Seminar Nasional FH UMM: Bahas Advokat dan Contempt of Court dalam RUU KUHP
Author : Humas | Rabu, 27 November 2019 10:57 WIB
|
Mudzakkir memaparkan materi dalam Seminar Nasional Advokat dan Contempt of Court dalam RUU KUHP (Foto: Mirza/Humas) |
Permasalahan hukum yang terkait dengan penghinaan yang ditujukan kepada lembaga peradilan selalu menjadi perhatian masyarakat hukum Indonesia. Walaupun pada umumnya sepakat bahwa setiap orang, lembaga dan profesi selalu menuntut adanya perlindungan hukum terhadap kehormatan dan nama baiknya. Demikian disampaikan Dr. Mudzakkir, S.H., M.H, dosen Fakultas Hukum (FH) Universitas Islam Indonesia.

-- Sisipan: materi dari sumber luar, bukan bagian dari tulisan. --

PR #3687, opened 2026-06-30
[DT-2570, DT-3440] Convert `Home.jsx` to TypeScript, and `home.spec.jsx` to Typescript/Vitest

kevinmarete:
### Addresses

https://broadworkbench.atlassian.net/browse/DT-2570
https://broadworkbench.atlassian.net/browse/DT-3440

### Summary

“Namun demikian dalam praktek penegakan hukumnya acapkali menimbulkan masalah hukum mengenai interpretasi hukum terkait dengan apakah perbuatan tersebut termasuk sebagai perbuatan penghinaan terhadap pengadilan,” sambung Mudzakkir dalam Seminar Nasional: “Advokat dan Contempt of Court dalam RUU KUHP” (26/11) yang diselenggarakan FH UMM dan Perhimpunan Advokat Indonesia Cabang Malang.
Dilanjutkan Mudzakkir di hadapan ratusan mahasiswa dan praktisi hukum bahwa permasalahan hukumnya akan menjadi lebih menarik lagi ketika pengadilan, dalam hal ini dijalankan oleh hakim, menilai seseorang telah melakukan contempt of court yang salah satu bentuk tindak pidananya mirip dengan penghinaan atau pencemaran nama baik dan meminta kepada aparat penegak hukum/polisi untuk melakukan penyidikan.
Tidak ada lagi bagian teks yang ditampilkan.